Derivations into n-th duals of ideals of Banach algebras

TL;DR

This paper introduces new notions of amenability for Banach algebras based on their n-th duals of ideals, exploring relationships between these properties and existing concepts.

Contribution

It defines n-I-weak amenability and n-ideally amenability for Banach algebras and investigates their interrelations and distinctions.

Findings

Established relationships between n-I-weak and m-J-weak amenability.

Characterized conditions under which Banach algebras are n-ideally amenable.

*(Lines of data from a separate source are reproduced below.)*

PR #416, opened 2019-03-19
Make `IsInTeam` return a pointer to the team

idrysdale:
This means that that calling function can do things like:

```
isInTeam, team, err := user.IsInTeam(uuid)
...
if isInTeam {
   fmt.Printf("You're already in %s", team.Name)
}
```

### DIFF
--- a/user/user_test.go
+++ b/user/user_test.go
@@ -79,13 +79,33 @@ func TestMembershipFunctions(t *testing.T) {
 	})
 
 	t.Run("InTeam", func(t *testing.T) {
-		got, err := user.IsInTeam(team1.UUID)
-		assert.NoError(t, err)
-		assert.Equal(t, true, got)
+		t.Run("user is in team", func(t *testing.T) {
+			gotIsInTeam, gotTeam, err := user.IsInTeam(team1.UUID)
+			assert.NoError(t, err)
 
-		got, err = user.IsInTeam(team2.UUID)
-		assert.NoError(t, err)
-		assert.Equal(t, false, got)
+			t.Run("returns true", func(t *testing.T) {
+				assert.Equal(t, true, gotIsInTeam)
+			})
+
+			t.Run("returns a pointer to the team", func(t *testing.T) {
+				assert.Equal(t, &team1, gotTeam)
+			})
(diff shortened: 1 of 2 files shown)


user/user_test.go
```diff
@@ -79,13 +79,33 @@ func TestMembershipFunctions(t *testing.T) {
...
-		assert.Equal(t, false, got)
+		t.Run("user is in team", func(t *testing.T) {
+			gotIsInTeam, gotTeam, err := user.IsInTeam(team1.UUID)
+			assert.NoError(t, err)
+
+			t.Run("returns true", func(t *testing.T) {
+				assert.Equal(t, true, gotIsInTeam)
+			})
+
+			t.Run("returns a pointer to the team", func(t *testing.T) {
```
paulfurley: :+1:

user/user_test.go
```diff
@@ -79,13 +79,33 @@ func TestMembershipFunctions(t *testing.T) {
...
+
+		t.Run("user is not in team", func(t *testing.T) {
+			gotIsInTeam, gotTeam, err := user.IsInTeam(team2.UUID)
+			assert.NoError(t, err)
+
+			t.Run("returns true", func(t *testing.T) {
+				assert.Equal(t, false, gotIsInTeam)
+			})
+
+			t.Run("returns nil", func(t *testing.T) {
```
paulfurley: "returns nil" would be clearer if it were "return value of theTeam is nil"

user/user_test.go
```diff
@@ -79,13 +79,33 @@ func TestMembershipFunctions(t *testing.T) {
...
+			t.Run("returns a pointer to the team", func(t *testing.T) {
+				assert.Equal(t, &team1, gotTeam)
+			})
+		})
+
+		t.Run("user is not in team", func(t *testing.T) {
+			gotIsInTeam, gotTeam, err := user.IsInTeam(team2.UUID)
+			assert.NoError(t, err)
+
+			t.Run("returns true", func(t *testing.T) {
```
paulfurley: "returns true" would be clear if it were "return value of isInTeam is true"

PR #417, opened 2019-03-19
team join: you're already in that team

idrysdale:


fk/teamjoin.go
```diff
@@ -31,6 +31,22 @@ import (
...
 
 func teamJoin(teamUUID uuid.UUID) exitCode {
+	isInTeam, existingTeam, err := user.IsInTeam(teamUUID)
+	if err != nil {
+		out.Print(ui.FormatFailure("Couldn't check if user already is in team", nil, err))
+		return 1
+	}
+	if isInTeam {
+		out.Print(ui.FormatWarning(
+			"You're already in the team"+existingTeam.Name,
```
paulfurley: missing space here 
image

fk/teamjoin.go
```diff
@@ -31,6 +31,22 @@ import (
...
+			[]string{
+				"You can't request to join a team you're already part of.",
```
paulfurley: I'd suggest to drop this extra line as it's obvious.

I'd also suggest making it a *positive* message. They've tried to join the team, and hooray, they're in the team already. It's a celebrate not a warning.

Perhaps better to signpost them to another command? What might they have been trying to do when they joined twice?

PR #418, opened 2019-03-19
team authorize: try to delete all requests at end

idrysdale:


fk/teamauthorize.go
```diff
@@ -92,19 +100,9 @@ func teamAuthorize() exitCode {
 	}
 }
 
-func reviewRequests(myTeam team.Team, adminKey pgpkey.PgpKey) (
-	approvedRequests []team.RequestToJoinTeam, code exitCode) {
+func reviewRequests(requests []team.RequestToJoinTeam, myTeam team.Team) (
```
paulfurley: it's nice that this can no longer error

paulfurley:
I found it a little surprising that if you answer "no" that's irreversible: the request is deleted without any further prompt.

paulfurley:
But it's probably cool!

PR #117, opened 2017-05-26
More actions and selectors for posts/files/reactions

jwilander:
#### Summary
More actions and selectors for posts/files/reactions.

#### Checklist


src/actions/files.js
```diff
@@ -37,6 +37,19 @@ export function getFilesForPost(postId) {
     };
 }
 
+export function getMissingFilesForPost(postId) {
```
enahum: is the action `getFilesForPost` not enough?

src/store/configureStore.prod.js
```diff
@@ -15,7 +15,7 @@ import serviceReducer from 'reducers';
 import initialState from './initial_state';
 import {offlineConfig} from './helpers';
 
-export default function configureOfflineServiceStore(preloadedState, appReducer, userOfflineConfig, enableBuffer = true) {
+export default function configureOfflineServiceStore(preloadedState, appReducer, userOfflineConfig, getAppReducer, enableBuffer = true) {
```
enahum: `getAppReducer` should not be here as it is only use for the hot module loader

src/utils/file_utils.js
```diff
@@ -74,3 +75,15 @@ export function parseClientIdsFromFormData(formdata) {
 
     return clientIds;
 }
+
+export function getFileUrl(fileId) {
```
enahum: nothing to do here, @jarredwitt maybe we could replace the ones in RN for this methods?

Provided insights into the structure of Banach algebras via dual space properties.

Abstract

We introduce two notions of amenability for a Banach algebra $\cal A$. Let $n\in \Bbb N$ and let $I$ be a closed two-sided ideal in $\cal A$, $\cal A$ is $n-I-$weakly amenable if the first cohomology group of $\cal A$ with coefficients in the n-th dual space $I^{(n)}$ is zero; i.e., $H^1({\cal A},I^{(n)})=\{0\}$. Further, $\cal A$ is n-ideally amenable if $\cal A$ is $n-I-$weakly amenable for every closed two-sided ideal $I$ in $\cal A$. We find some relationships of $n-I-$ weak amenability and $m-J-$ weak amenability for some different m and n or for different closed ideals $I$ and $J$ of $\cal A$.